I am re-working this benchmark a little bit and will post new results later on.

Here are results from a slightly reworked benchmarks for AES-based trial decryption message detection. Each curve was tested through 150 iterations, the A ± B timing format in the table indicates mean (A) and standard deviation (B). MB in this table means 10⁶ bytes. MiB in the top post of this thread should actually also be MB.

                                                  |              INTEL              |                M1               |
    CURVE   | PubKey Lgth | Total B/clu | Total B | Detection time  | Detection/msg | Detection time  | Detection/msg |
 secp224r1  |  29 bytes   |  45 bytes   | 22.5 MB | 30'562 ± 24  ms |   0.0611 ms   | 25'064 ± 316 ms |   0.0501 ms   |
 sect113r1  |  16 bytes   |  32 bytes   | 16.0 MB | 43'011 ± 287 ms |   0.086  ms   | 34'639 ± 436 ms |   0.0692 ms   |
 sect113r2  |  16 bytes   |  32 bytes   | 16.0 MB | 43'051 ± 312 ms |   0.0861 ms   | 34'579 ± 422 ms |   0.0691 ms   |
 prime256v1 |  33 bytes   |  49 bytes   | 24.5 MB | 25'708 ± 17  ms |   0.0514 ms   | 20'715 ± 351 ms |   0.0414 ms   |

AES is used slightly incorrectly here, as the shared secret is used to generate both the AES key and the IV. To fix that, either the IV should be generated independently of the shared secret and stored together with the clue (will increase the payload by 16 more bytes) or, better, sender should generate a fresh set of AES keys for every message they send: this way, IV can be safely derived from the shared secret since it will only be used once.

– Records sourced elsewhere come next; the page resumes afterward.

PR #147, opened 2018-10-20
store options as vector of tuples instead of Iterator of pairs

Wikunia:
This is done to be able to change the options inside other solvers by changing the vector of tuples as it was possible in julia v0.6.
It shouldn't change any behavior of Ipopt.

Reference: @mlubin 
https://discourse.julialang.org/t/updating-options-in-ipopt/16013/2

### DIFF
--- a/src/MPBWrapper.jl
+++ b/src/MPBWrapper.jl
@@ -5,7 +5,7 @@ const MPB = MathProgBase
 # Solver objects
 export IpoptSolver
 struct IpoptSolver <: MPB.AbstractMathProgSolver
-    options::Vector{Tuple}
+    options::Vector{Tuple} # list of options set in Ipopt on each MPB.optimize! call
 end
 function IpoptSolver(;kwargs...)
     args = Vector{Tuple}()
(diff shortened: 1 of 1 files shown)


src/MPBWrapper.jl
```diff
@@ -7,7 +7,17 @@ export IpoptSolver
 struct IpoptSolver <: MPB.AbstractMathProgSolver
     options
```
mlubin: Please change this to `options::Vector{Tuple}` to make the intention of the code explicit. It would also be nice to have some documentation about what happens when you manually change the `options` vector between solves, because this was never a documented API.

Wikunia: Can you clarify the part about the documentation a little bit?
- Where can I document it best? Is there a documentation of Ipopt.jl?
- The options vector is read every time `JuMP.solve` is called as this calls `MPB.optimize!` which gets the options set in the internal representation and then pushes the options to the C interface.

Wikunia:
Alright thanks. Traivs seemed to have a small problem with apple. Probably just needs a restart.

mlubin:
BinDeps crashing on OS X has been a long-term issue.

PR #157, opened 2019-01-21
test callback

dpo:
The callback functionality is not currently being tested. A callback was defined but not registered with the problem. On macOS, the test fails with the message:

To summarize, detecting all pertinent messages among 500k messages in total takes (depending on the curve) 25–43 sec on a single core of a modern Intel CPU, and 20–34 sec on a single core of M1 Max CPU and requires the user to download 16–24.5 MB of data. The method yields an average of 7 false positives for 500k messages.

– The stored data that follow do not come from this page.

PR #165, opened 2019-05-23
Add SolverName Attribute to MOI Interface

ccoffrin:


test/MOI_wrapper.jl
```diff
@@ -20,6 +20,10 @@ const optimizer = Ipopt.Optimizer(print_level=0, fixed_variable_treatment="make_
 const config = MOIT.TestConfig(atol=1e-4, rtol=1e-4,
                                optimal_status=MOI.LOCALLY_SOLVED)
 
+@testset "MOI API tests" begin
+  @test MOI.get(optimizer, MOI.SolverName()) == "Ipopt"
```
blegat: 4-space indent

test/MOI_wrapper.jl
```diff
@@ -20,6 +20,10 @@ const optimizer = Ipopt.Optimizer(print_level=0, fixed_variable_treatment="make_
 const config = MOIT.TestConfig(atol=1e-4, rtol=1e-4,
                                optimal_status=MOI.LOCALLY_SOLVED)
 
+@testset "MOI API tests" begin
```
blegat: The test set name should be `SolverName` according to the testing guideline:
http://www.juliaopt.org/MathOptInterface.jl/dev/apimanual/#Testing-guideline-1

test/MOI_wrapper.jl
ccoffrin: Note that, indentation spacing is not consistent in the rest of this file.

test/MOI_wrapper.jl
ccoffrin: I stole this from Gurobi.jl, you might want to post an issue there, https://github.com/JuliaOpt/Gurobi.jl/blob/master/test/MOI_wrapper.jl#L82

PR #168, opened 2019-06-02
Switch to Project.toml and drop Julia 0.7

mlubin:


Project.toml
```diff
@@ -0,0 +1,23 @@
+name = "Ipopt"
+uuid = "b6b21f68-93f8-5de0-b562-5493be1d77c9"
```
blegat: I would also add `repo = "https://github.com/JuliaOpt/Ipopt.jl.git"` and `version = "..."` for consistency with other solvers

For reference, Ethereum processes ~1M txns per day; ZCash is at 4–5k txns/day; NEAR: ~450k txns/day; Solana: ~150k txns/day.

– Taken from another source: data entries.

PR #170, opened 2019-06-06
Updates for MOI 0.9

mlubin:
Do not merge until MOI 0.9 is tagged.

### DIFF
--- a/.travis.yml
+++ b/.travis.yml
@@ -11,6 +11,9 @@ sudo: false
 addons:
     apt_packages:
         - gfortran
+# TODO: Remove before merging.
+before_script:
+    - julia -e 'using Pkg; Pkg.add(PackageSpec(name="MathOptInterface", rev="master"))'
 after_success:
     - echo $TRAVIS_JULIA_VERSION
     - julia -e 'Pkg.add("Coverage"); cd(Pkg.dir("Ipopt")); using Coverage; Coveralls.submit(process_folder())'
--- a/.travis.yml
+++ b/.travis.yml
@@ -11,9 +11,6 @@ sudo: false
 addons:
     apt_packages:
         - gfortran
-# TODO: Remove before merging.
-before_script:
-    - julia -e 'using Pkg; Pkg.add(PackageSpec(name="MathOptInterface", rev="master"))'
 after_success:
     - echo $TRAVIS_JULIA_VERSION
     - julia -e 'Pkg.add("Coverage"); cd(Pkg.dir("Ipopt")); using Coverage; Coveralls.submit(process_folder())'
--- a/Project.toml
+++ b/Project.toml
@@ -12,7 +12,7 @@ MathProgBase = "fdba3010-5040-5b88-9595-932c9decdf73"
 
 [compat]
 BinaryProvider = "≥ 0.5.3"
-MathOptInterface = "~0.8.1"
+MathOptInterface = "0.9"
 MathProgBase = "~0.5.0, ~0.6, ~0.7"
 julia = "1"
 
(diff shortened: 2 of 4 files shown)


src/MOI_wrapper.jl
```diff
@@ -717,13 +781,12 @@ function MOI.optimize!(model::Optimizer)
                      for v in model.variable_info]
 
     for (name,value) in model.options
-        sname = string(name)
-        if match(r"(^resto_)", sname) != nothing
-            sname = replace(sname, r"(^resto_)", "resto.")
-        end
         addOption(model.inner, sname, value)
```
blegat: `sname` is not defined here

Project.toml
```diff
@@ -12,7 +12,7 @@ MathProgBase = "fdba3010-5040-5b88-9595-932c9decdf73"
 
 [compat]
 BinaryProvider = "≥ 0.5.3"
-MathOptInterface = "~0.8.1"
+MathOptInterface = "0.9"
```
ccoffrin: Should this be "~0.9"?

Wikunia:
According to https://github.com/JuliaOpt/MathOptInterface.jl/issues/736
`DualObjectiveValue` should be implemented which isn't the case as it's not supported.
Therefore the test config is changed. Is this the way it should be handled or should it return `nothing` or something like that? The requirements read like the function should exist to support MOI v0.9

blegat:
This was discussed on Gitter on June 03.
The guideline if it's not implemented by a solver is to use `MOIU.get_fallback`. In this case, to quote @mlubin in Gitter (June 03 13h31):
> The bigger issue is that dual objective is not a well-defined concept for NLP solvers in general, as far as I'm aware. We can compute it manually if all constraints are linear, but that's about it.

So we could implement it and call `MOIU.get_fallback` if the problem is linear the throw an error if it's not.

Wikunia:
Thanks @blegat !

mlubin:
I don't expect to have time to tidy this up and merge before the weekend, so it's up for grabs until then.

blegat:
@mlubin Good to merge and release as Ipopt v0.6.1 ?

.travis.yml
```diff
@@ -11,6 +11,9 @@ sudo: false
 addons:
     apt_packages:
         - gfortran
+# TODO: Remove before merging.
```
mlubin: This should be removed

Project.toml
mlubin: Yes

blegat: Both `"0.9"` and `"~0.9"` are equivalent, no ?: https://julialang.github.io/Pkg.jl/v1/compatibility/
For `"0.9"`, it's ok if you don't change the left-most nonzero so the interval is `[0.9, 0.10)`.
For `"~0.9"~, it's ok if you only modify patch so the interval is `[0.9, 0.10)` as well.

mlubin: > Caret specifiers are the default and hence 1.2.3 == ^1.2.3
> PkgB = "^1.2"   # [1.2.0, 2.0.0)

If I understand correctly, "0.9" would allow anything up to 1.0.

blegat: > A caret specifier allows upgrade that would be compatible according to semver. An updated dependency is considered compatible if the new version does not modify the left-most non zero digit in the version specifier.

For "1.2.3", the left-most is "1" so "1.3" **does** not modify the left-most nonzero.
For "0.9", the left-most is "9" so "0.10" **does** modify the left-most nonzero.

ccoffrin:
Thanks Miles!!!

PR #172, opened 2019-06-25
ConstraintDual for quadratic constraints

### LINKED ISSUE #171: Acessing constraint dual value
I have the same test optimization model in GAMS and Julia.

GAMS using Ipopt calculates dual values of constraints normally and in Julia I get error:
"ArgumentError: ModelLike of type Ipopt.Optimizer does not support accessing the attribute MathOptInterface.ConstraintDual(1)"

mlubin:
Fixes #171 

However, I'm hesitant to merge before we have an MOI convention for the sign of the duals and tests.
@schepy

### DIFF
--- a/src/MOI_wrapper.jl
+++ b/src/MOI_wrapper.jl
@@ -907,41 +907,40 @@ function MOI.get(model::Optimizer, ::MOI.ConstraintPrimal,
     return model.inner.x[vi.value]
 end
 
-function MOI.get(model::Optimizer, ::MOI.ConstraintDual,
-                 ci::MOI.ConstraintIndex{MOI.ScalarAffineFunction{Float64},
-                                         MOI.LessThan{Float64}})
-    if model.inner === nothing
-        error("ConstraintDual not available.")
+macro define_constraint_dual(function_type, set_type, prefix)
+    constraint_array = Symbol(string(prefix) * "_constraints")
+    offset_function = Symbol(string(prefix) * "_offset")
+    quote
+        function MOI.get(model::Optimizer, ::MOI.ConstraintDual,
+                         ci::MOI.ConstraintIndex{$function_type, $set_type})
+            if model.inner === nothing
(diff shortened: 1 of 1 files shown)


src/MOI_wrapper.jl
```diff
@@ -907,41 +907,40 @@ function MOI.get(model::Optimizer, ::MOI.ConstraintPrimal,
...
-    if model.inner === nothing
-        error("ConstraintDual not available.")
+macro define_constraint_dual(function_type, set_type, prefix)
+    constraint_array = Symbol(string(prefix) * "_constraints")
+    offset_function = Symbol(string(prefix) * "_offset")
+    quote
+        function MOI.get(model::Optimizer, ::MOI.ConstraintDual,
+                         ci::MOI.ConstraintIndex{$function_type, $set_type})
+            if model.inner === nothing
+                error("ConstraintDual not available.")
```
blegat: Why no throw `MOI.OptimizeNotCalled()` ?

src/MOI_wrapper.jl
```diff
@@ -907,41 +907,40 @@ function MOI.get(model::Optimizer, ::MOI.ConstraintPrimal,
...
+            end
+            if !(1 <= ci.value <= length(model.$(constraint_array)))
+                error("Invalid constraint index ", ci.value)
```
blegat: Why not throw `MOI.InvalidIndex`, even better is call `MOI.throw_is_not_valid` to reuse `MOI.is_valid`

src/MOI_wrapper.jl
blegat: Moving to issue to https://github.com/JuliaOpt/Ipopt.jl/issues/174

src/MOI_wrapper.jl
blegat: Moving it to https://github.com/JuliaOpt/Ipopt.jl/issues/175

Code used for this test: openssl-omd/ecdh-openssl.c at 4b49ec7bce85a4e3e18a80f40ff1b3ec7e311054 · bazzilic/openssl-omd · GitHub
Detailed results: openssl-omd/results.md at ddaa96000ff06aa75cd97c9908eb06d8c2aa78a8 · bazzilic/openssl-omd · GitHub

1 Like

Updated benchmark:

                                                  |              INTEL              |                M1               |
    CURVE   | PubKey Lgth | Total B/clu | Total B | Detection time  | Detection/msg | Detection time  | Detection/msg |
 secp224r1  |  29 bytes   |  45 bytes   | 22.5 MB | 30'571 ± 31  ms |   0.0611 ms   | 24'381 ± 71  ms |   0.0487 ms   |
 sect113r1  |  16 bytes   |  32 bytes   | 16.0 MB | 42'921 ± 125 ms |   0.0858 ms   | 33'564 ± 126 ms |   0.0671 ms   |
 sect113r2  |  16 bytes   |  32 bytes   | 16.0 MB | 42'931 ± 163 ms |   0.0858 ms   | 33'607 ± 102 ms |   0.0672 ms   |
 prime256v1 |  33 bytes   |  49 bytes   | 24.5 MB | 25'705 ± 17  ms |   0.0514 ms   | 20'125 ± 55  ms |   0.0402 ms   |

Code: openssl-omd/ecdh-openssl.c at a260ff6d1ee3233576c30d363b01a360d37cf2e5 · bazzilic/openssl-omd · GitHub
Log: openssl-omd/results.md at a260ff6d1ee3233576c30d363b01a360d37cf2e5 · bazzilic/openssl-omd · GitHub

For future reference, modern Intel CPUs (Ice Lake, Tiger Lake, Rocket Lake, Sapphire Rapids and newer) and AMD Zen 4 CPUs have a vectorized (SIMD) AES instruction set (VAES) in AVX-512. Those can be used to speed up AES128 to about 4x of the numbers we see in this benchmark. Some references:

However encryption itself should not take too long compared to, for example, key exchange. Next thing I plan to do is benchmark detection stages individually (ECDH key exchange, key derivation, decryption). Might also be interesting to benchmark non-EC key exchange: the public key size will be larger (128 bit?) but supposedly key exchange is faster.